PR #1059, opened 2023-12-07
Support the partial observed state in ContainerCluster, ContainerNodePool and RedisInstance

maqiuyujoyce:
### Change description

Fixes b/315227901

* Supported the following observed fields:

  * `status.observedState.masterAuth.clientCertificate` in ContainerCluster
  * `status.observedState.version` in ContainerNodePool
  * `status.authString` in RedisInstance

* Fixed the issue that when the parent of the observed field exists but the observed field itself doesn't, there is still an empty observed state. Added test cases to cover this scenario.

### Tests you have done

Did local integration test using the following test cases.

* ContainerCluster and ContainerNodePool

  1. Applied the following YAML:
      
      ```
      apiVersion: container.cnrm.cloud.google.com/v1beta1
      kind: ContainerCluster
      metadata:
        name: test-observed-state-1
        namespace: test
      spec:
        location: us-central1-a
        initialNodeCount: 1
        loggingService: logging.googleapis.com/kubernetes
        monitoringService: monitoring.googleapis.com/kubernetes
      ---
      apiVersion: container.cnrm.cloud.google.com/v1beta1
      kind: ContainerNodePool
      metadata:
        name: test-observed-state-1
        namespace: test
      spec:
        location: us-central1-a
        autoscaling:
          minNodeCount: 1
          maxNodeCount: 3
        clusterRef:
          name: test-observed-state-1
      ---
      apiVersion: container.cnrm.cloud.google.com/v1beta1
      kind: ContainerCluster
      metadata:
        name: test-observed-state-2
        namespace: test
      spec:
        location: us-central1-a
        initialNodeCount: 1
        loggingService: logging.googleapis.com/kubernetes
        monitoringService: monitoring.googleapis.com/kubernetes
        masterAuth:
          clientCertificateConfig:
            issueClientCertificate: true
      ```

  2. Verified that after the reconciliation completed, in the output of `kubectl describe`, the values under `status.observedState` in the CRs matched the corresponding fields under `spec`.

     ```
      # No `status.observedState` in ContainerCluster test-observed-state-1.

      # Had `status.observedState` that matched the spec in ContainerNodePool test-observed-state-1.
      Status:
        ...
        Observed State:
          Version:  1.27.3-gke.100
      
      # Had `status.observedState` that matched the spec in ContainerCluster test-observed-state-2.
      Status:
        ...
        Observed State:
          Master Auth:
            Client Certificate: [truncated]
     ```

* RedisInstance

   1. Applied the following YAML:

      ```
      apiVersion: redis.cnrm.cloud.google.com/v1beta1
      kind: RedisInstance
      metadata:
        name: test-observed-state-1
        namespace: test
      spec:
        authEnabled: true
        displayName: Sample Redis Instance
        region: us-central1
        tier: BASIC
        memorySizeGb: 16
        maintenanceSchedule:
        - endTime: 2023-08-01T16:29:22.045123456Z
          scheduleDeadlineTime: 2023-08-01T17:29:22.045123456Z
          startTime: 2023-08-01T15:29:22.045123456Z
      ```

   2. Verified that after the reconciliation completed, in the output of `kubectl describe`, `status.observedState.authString` can be found.

   3. Updated the resource with the following YAML:

      ```
      apiVersion: redis.cnrm.cloud.google.com/v1beta1
      kind: RedisInstance
      metadata:
        name: test-observed-state-1
        namespace: test
      spec:
        authEnabled: false
        displayName: Sample Redis Instance
        region: us-central1
        tier: BASIC
        memorySizeGb: 16
        maintenanceSchedule:
        - endTime: 2023-08-01T16:29:22.045123456Z
          scheduleDeadlineTime: 2023-08-01T17:29:22.045123456Z
          startTime: 2023-08-01T15:29:22.045123456Z
      ```

   4. Verified that after the reconciliation completed, in the output of `kubectl describe`, the entire `status.observedState` struct is gone.


pkg/krmtotf/tftokrm_test.go
```diff
@@ -2138,7 +2201,58 @@ func TestResolveSpecAndStatusContainingObservedState(t *testing.T) {
 			},
 		},
 		{
-			name: "with partial string observed fields in observed state",
+			name: "nested observed field not exist in the returned state but " +
```
diviner524, line 2204: I think I understand the test case, but can the name be more descriptive? The parent does exist, not because it must exist, but because the parent has another child field, which has  an actual value being returned by the underlying API.

scripts/generate-google3-docs/resource-reference/generated/resource-docs/redis/redisinstance.md
```diff
@@ -896,6 +898,20 @@ resolution and up to nine fractional digits.{% endverbatim %}</p>
             <p>{% verbatim %}ObservedGeneration is the generation of the resource that was most recently observed by the Config Connector controller. If this is equal to metadata.generation, then that means that the current reported status reflects the most recent desired state of the resource.{% endverbatim %}</p>
         </td>
     </tr>
+    <tr>
+        <td><code>observedState</code></td>
+        <td>
+            <p><code class="apitype">object</code></p>
+            <p>{% verbatim %}The observed state of the underlying GCP resource.{% endverbatim %}</p>
```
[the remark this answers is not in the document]
maqiuyujoyce: Good point. Created b/316017785.

pkg/krmtotf/tftokrm_test.go
maqiuyujoyce: Sorry for the confusion! What about the new name?

pkg/test/resourcefixture/testdata/basic/container/v1beta1/maqiuyu/create.yaml
```diff
@@ -0,0 +1,26 @@
+# Copyright 2022 Google LLC
```
diviner524, line 1: It seems you have added four test YAMLs including this one by mistake?

maqiuyujoyce: Yep, that was by mistake. Removed now!

config/crds/resources/apiextensions.k8s.io_v1_customresourcedefinition_containerclusters.container.cnrm.cloud.google.com.yaml
```diff
@@ -1808,6 +1808,24 @@ spec:
                   current reported status reflects the most recent desired state of
                   the resource.
                 type: integer
+              observedState:
```
justinsb, line 1811: So given that e.g. masterVersion is status.masterVersion, do we want to introduce status.observedState?  i.e. should it be status.observedState.masterAuth.clientCertificate vs status.masterAuth.clientCertificate?

The way I see it:
1. If we introduce status.observedState we have to deal with the status.masterVersion vs status.observedState.masterVersion inconsistency at some time in the future
2. If we don't introduce status.observedState we (maybe) have a naming conflict if there's a status field in the API called "conditions"

Personally, I'd rather deal with the hypothetical work of (2) than the known work of (1), but that's just my intuition

maqiuyujoyce: Thank you for the suggestions, @justinsb !

> 1. If we introduce status.observedState we have to deal with the `status.masterVersion` vs `status.observedState.masterVersion` inconsistency at some time in the future
>
> 2. If we don't introduce `status.observedState` we (maybe) have a naming conflict if there's a status field in the API called "conditions"

IMO, if we introduce `status.observedState.masterVersion` one day, then `status.masterVersion` and `status.observedState.masterVersion` will always share the same value. I'd consider it a redundancy but not inconsistency. Or are you referring to some other scenarios?

If we need to deal with naming conflict, then it seems to be a true inconsistency: possibly we either need to rename the observed field (inconsistent with its original field name), or rename the existing status field (may impact all CRDs).

And in general I find redundancy safer to the users.

cheftako: My 2 cents. I think grouping the observed state has additional benefits in that we're grouping it. We can tell customers (and future devs) that all cloud response state can be found under .spec.observedState. More importantly I think we should insist that only cloud response state is allowed into .spec.observedState. That allows anyone looking at a value under .spec.observedState to trust its a value from the cloud provider and not say an artifact from the controller. I think it will make a docs easier and clearer. I think the fact that it essentially name spaces the response data and hence provides protection from future conflicts (either from new fields, newly cared about response fields or other non cloud response status fields which happen to have a name collision) is valuable but possibly not the most valuable.

diviner524: I agree with @cheftako, my view on a dedicated `status.observedState` is it gives our users a new mental model on how to identify status changes caused by the external cloud provider, but not KCC.

> if there's a status field in the API called "conditions"

Also I want to mention this is not a hypothetical scenario. We have already seen it in a few CRDs. See the following two examples in our servicemapping config. We had to ignore a bunch of fields because they have conflict naming with the reserved K8s status name fields.

https://github.com/GoogleCloudPlatform/k8s-config-connector/blob/master/config/servicemappings/run.yaml#L27

https://github.com/GoogleCloudPlatform/k8s-config-connector/blob/master/config/servicemappings/run.yaml#L147

Should customers require support for these ignored fields in the future, we have the flexibility to add them to `status.observedState`.

maqiuyujoyce: Thank you for the input, @cheftako and @diviner524 !

@justinsb I'll probably merge the implementation as is for now. If you think not having `status.observedState` is important, then let's discuss offline about a revised design.

PR #1065, opened 2023-12-11
mockgcp: Initial support for container.google.apis (GKE)

justinsb:
- mockgcp: generate bindings for containers.googleapis.com v1
- mockgcp: Initial mock for container.googleapis.com


mockgcp/mockcontainer/lro.go
```diff
@@ -0,0 +1,49 @@
...
+	pb "github.com/GoogleCloudPlatform/k8s-config-connector/mockgcp/generated/mockgcp/container/v1beta1"
+	lropb "google.golang.org/genproto/googleapis/longrunning"
+)
+
+func (s *ClusterManagerV1) newLRO(ctx context.Context, projectID string) (*pb.Operation, error) {
+	lro, err := s.operations.NewLRO(ctx)
+	if err != nil {
+		return nil, err
+	}
+	selfLinkPrefix := "https://container.googleapis.com/v1beta1/projects/" + projectID + "/global/operations/"
```
cheftako, line 30: Should we be using the v1beta1 API here? I thought GKE was pushing for everyone to use the V1 container.googleapi?

mockgcp/mockcontainer/names.go
```diff
@@ -0,0 +1,65 @@
...
+
+// parseClusterName parses a string into a clusterName.
+// The expected form is `projects/*/locations/*/clusters/*`.
+func (s *MockService) parseClusterName(name string) (*clusterName, error) {
+	tokens := strings.Split(name, "/")
+
+	if len(tokens) == 6 && tokens[0] == "projects" && tokens[2] == "locations" && tokens[4] == "clusters" {
+		project, err := s.projects.GetProjectByID(tokens[1])
+		if err != nil {
+			return nil, err
```
cheftako, line 52: Do we want to wrap this error in something which says could not get project from ID $tokens[1]?

mockgcp/mockcontainer/nodepool.go
```diff
@@ -0,0 +1,209 @@
...
+	}
+}
+
+// parseNodePoolName parses a string into a nodePoolName.
+// The expected form is `projects/*/locations/*/clusters/*`.
+func (s *MockService) parseNodePoolName(name string) (*nodePoolName, error) {
+	tokens := strings.Split(name, "/")
+
+	if len(tokens) == 8 && tokens[0] == "projects" && tokens[2] == "locations" && tokens[4] == "clusters" && tokens[6] == "nodePools" {
+		project, err := s.projects.GetProjectByID(tokens[1])
```
cheftako, line 57: Would it make sense to extract a utility for getting the project from a string with "projects/ID" ?

mockgcp/mockcontainer/nodepool.go
```diff
@@ -0,0 +1,209 @@
...
+
+	fqn := name.String()
+
+	oldObj := &pb.NodePool{}
+	if err := s.storage.Delete(ctx, fqn, oldObj); err != nil {
+		klog.Infof("deleting nodePool %q: %v", fqn, err)
+		if apierrors.IsNotFound(err) {
+			return nil, status.Errorf(codes.NotFound, "nodePool %q not found", name)
+		} else {
+			return nil, status.Errorf(codes.Internal, "error deleting nodePool: %v", err)
```
cheftako, line 204: Was there a reason to not use %w?

cheftako:
Very nice :D Will happily lgtm.

mockgcp/mockcontainer/lro.go
justinsb: Our terraform provider is using v1beta1, so this is what we have to mock today.

We could also support v1 (and we'll likely have to eventually), but I figured we should start with the codepath we're using today.

mockgcp/mockcontainer/names.go
justinsb: So my rule of thumb is that it's a call to our own code, I normally prefer to have it return a reasonable error message.  It knows the projectID, so I don't have any additional context to add to the error message.

In this case, it actually breaks terraform if we don't return the exact error message terraform expects, it does naive string matching (!!!), so we really don't want to wrap it here :-)

mockgcp/mockcontainer/nodepool.go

Work instructions - Search the entries above for "authEnabled". Show every line that has it.

Solution for this exercise -
        authEnabled: true
        authEnabled: false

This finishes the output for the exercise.